Top of Dataset records

PR #3678, opened 2023-08-17
Creating an instance type class for EKS - PAASTA-17991

EmanElsaban:
I'm reusing the same config Dict ``KubernetesDeploymentConfigDict`` for ``EksDeploymentConfig`` as we want this class to be similar to ``KubernetesDeploymentConfig``

### Testing
unit tests for eks_tools.py


nemacysts (approved):
this'll be hard to test until we get further along in adding support for this instance type, but the scaffolding looks right to me :)

PR #3688, opened 2023-08-29
[COREJAVA-800] Implement active requests autoscaler

sclg-yelp:


paasta_tools/setup_prometheus_adapter_config.py
```diff
@@ -228,6 +231,119 @@ def should_create_piscina_scaling_rule(
...
+    instance: str,
+    autoscaling_config: AutoscalingParamsDict,
+    paasta_cluster: str,
+    namespace: str = "paasta",
+) -> PrometheusAdapterRule:
+    """
+    Creates a Prometheus adapter rule config for a given service instance.
+    """
+    desired_active_requests_per_replica = autoscaling_config[
+        "desired_active_requests_per_replica"
```
nemacysts, line 257: should there be a default for this? would also maybe make this more ergonomic to use (i.e., a dev wouldn't need to switch to this provider -> run validate -> be told they're missing config)

paasta_tools/setup_prometheus_adapter_config.py
```diff
@@ -228,6 +231,119 @@ def should_create_piscina_scaling_rule(
...
+            0
+        )
+    """
+    total_load = f"""
+    (
+        sum(
+            {load_per_instance}
+        ) by (kube_deployment)
+        +
+        {missing_instances}
```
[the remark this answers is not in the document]
nemacysts: I'm not sure if we should add a TODO here to do something better, remove the missing instances addition, or figure out if we can do better now.

(the intent behind `missing_instances` is that every instance that's not contributing metrics is assumed to be so overloaded that it can't even report metics - i.e., at 100% utilization)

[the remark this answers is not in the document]
sclg-yelp: I see. In that case, we should probably do a `missing_instances * desired_active_requests_per_replica` to account for maximum load.

paasta_tools/setup_prometheus_adapter_config.py
sclg-yelp: I was thinking about this, but I wasn't sure what a sensible default would be other than 1 😕 We really can't say how many requests a pod can handle. I am sure a pod can handle atleast 1 😃

paasta_tools/cli/cmds/validate.py
```diff
@@ -580,6 +580,21 @@ def validate_autoscaling_configs(service_path):
...
+                    "active-requests",
+                }:
+                    desired_active_requests_per_replica = autoscaling_params.get(
+                        "desired_active_requests_per_replica", 0
+                    )
+                    if desired_active_requests_per_replica <= 0:
+                        returncode = False
+                        print(
+                            failure(
+                                msg="Autoscaling configuration is invalid: desired_active_requests_per_replica must be "
```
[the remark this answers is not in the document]
sclg-yelp: Thanks for pointing this out, will add.

paasta_tools/setup_prometheus_adapter_config.py
sclg-yelp: Also just to understand the flow, when will the checks in validate be run? We have added a condition to fail the configuration if the config is missing or less than zero.

paasta_tools/setup_prometheus_adapter_config.py
```diff
@@ -228,6 +231,119 @@ def should_create_piscina_scaling_rule(
...
+    instance: str,
+    autoscaling_config: AutoscalingParamsDict,
+    paasta_cluster: str,
+    namespace: str = "paasta",
+) -> PrometheusAdapterRule:
+    """
+    Creates a Prometheus adapter rule config for a given service instance.
+    """
+    desired_active_requests_per_replica = autoscaling_config.get(
+        "desired_active_requests_per_replica", 1
```
nemacysts, line 257: this `1` should probably be a constant (that we also use in validate.py) - otherwise, we're liable to have different "defaults" (which is the case right now :p)

paasta_tools/cli/schemas/kubernetes_schema.json
```diff
@@ -204,6 +204,9 @@
                         "decision_policy": {
                             "type": "string"
                         },
+                        "desired_active_requests_per_replica": {
```
nemacysts, line 207: we'll also want to update the list at line 196 with the new provider

paasta_tools/cli/cmds/validate.py
```diff
@@ -580,6 +583,22 @@ def validate_autoscaling_configs(service_path):
                 is False
             ):
                 autoscaling_params = instance_config.get_autoscaling_params()
+                if autoscaling_params["metrics_provider"] in {
+                    "active-requests",
+                }:
```
nemacysts, line 588: this is fine as-is, but technically
```suggestion
                if autoscaling_params["metrics_provider"] == "active-requests":
```
would be a little more accurate if we're thinking that there won't be another metrics provider with these same params :)

nemacysts (approved):
lgtm :)

nemacysts (approved):

nemacysts (approved):

PR #3694, opened 2023-09-06
PAASTA-18017: Read secret where instance service is defined, rather than service defined in CLI args.

Molaire:
Ticket: PAASTA-18017

This fixes the issue of secret usage when the "service: something" override is used.

Test simply confirms that service name while decrypting is based on the instance_config service name, not the service name given by the CLI args

tested on dev6:
test action (did not use private.py since there is no devc version): https://fluffy.yelpcorp.com/i/lK6F4r99Sm0sHmjWhHNS3BdC2tdBVdvv.html
result: https://fluffy.yelpcorp.com/i/XBRnjNSccFTMpr5kvrkr0g7zGmqgCLCw.html

### DIFF
--- a/tests/cli/test_cmds_local_run.py
+++ b/tests/cli/test_cmds_local_run.py
@@ -2081,9 +2081,6 @@ def test_run_docker_container_assume_aws_role(
     assert 0 == return_code
 
 
-fake_service_names = ["fake_service", "override_service_name"]
-
-
 @mock.patch(
     "paasta_tools.cli.cmds.local_run.pick_random_port",
     autospec=True,
@@ -2116,7 +2113,13 @@ fake_service_names = ["fake_service", "override_service_name"]
     autospec=None,
 )
 @mock.patch("os.makedirs", autospec=True)
-@mark.parametrize("override_service_name", fake_service_names)
+@mark.parametrize(
+    "original_service_name, override_service_name",
+    (
+        ("fake_service", "fake_service"),  # no service override
+        ("fake_service", "super_fake_service"),  # service override
+    ),
+)
 def test_run_docker_container_secret_volumes(
     mock_os_makedirs,
     mock_open,
@@ -2127,6 +2130,7 @@ def test_run_docker_container_secret_volumes(
     mock_execlpe,
     mock_get_docker_run_cmd,
     mock_pick_random_port,
+    original_service_name,
     override_service_name,
 ):
     mock_docker_client = mock.MagicMock(spec_set=docker.Client)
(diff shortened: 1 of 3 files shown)


.hypothesis/examples/0aba9ae8360068e8/eafddc3bf5741f53
nemacysts, line 1: we might be missing a rule in our gitignore - can you remove this file from your branch?

nemacysts (commented):
small nit re: tests - but not necessarily a blocker (but let's delete the binary file no matter what :p)

.hypothesis/examples/0aba9ae8360068e8/eafddc3bf5741f53
Molaire: oops, :ty:

tests/cli/test_cmds_local_run.py
```diff
@@ -2123,15 +2124,22 @@ def test_run_docker_container_secret_volumes(
...
         spec_set=docker.Client.remove_container
     )
+
     mock_service_manifest = mock.MagicMock(spec=MarathonServiceConfig)
     mock_service_manifest.cluster = "fake_cluster"
+    service = "fake_service"
+    different_service = "different_service"
+    mock_service_manifest.get_service = mock.MagicMock(
+        return_value=different_service if use_different_instance_service else service
+    )
```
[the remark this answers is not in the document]
Molaire: ack, I just didn't want to copy-paste the original service name so that's why I went with a condition

tests/cli/test_cmds_local_run.py
```diff
@@ -2081,6 +2081,9 @@ def test_run_docker_container_assume_aws_role(
     assert 0 == return_code
 
 
+fake_service_names = ["fake_service", "override_service_name"]
```
nemacysts, line 2084: i'd suggest inlining this just to be consistent with how we generally parametrize :)

nemacysts (approved):

tests/cli/test_cmds_local_run.py
Molaire: I can either 
a. parametrize inline and hardcode `service="fake_service"` within the test, 
b. add `service="fake_service"` to the start of the file and replace fake_service everywhere
c. keep it as-is

what's the best in your opinion?

nemacysts: maybe something like:
```python
@mark.parametrize("original_service_name, override_service_name", (
    ("fake_service", "fake_service"), # no service override
    ("fake_service", "super_fake_service"), # service override
))
...
mock_service_manifest.get_service = mock.MagicMock(
        return_value=override_service_name
    )
...
    return_code = run_docker_container(
        docker_client=mock_docker_client,
        service=original_service_name,
        ...
    )
...
assert decrypt_kwargs["service_name"] == override_service_name
```
would work?

Molaire: Thanks, didn't think of having both of em in the parameters :doh:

Bottom of Dataset records

I would like you to report every line in the listing above that contains "patch".

_Task result:_
 @mock.patch(
 @mock.patch("os.makedirs", autospec=True)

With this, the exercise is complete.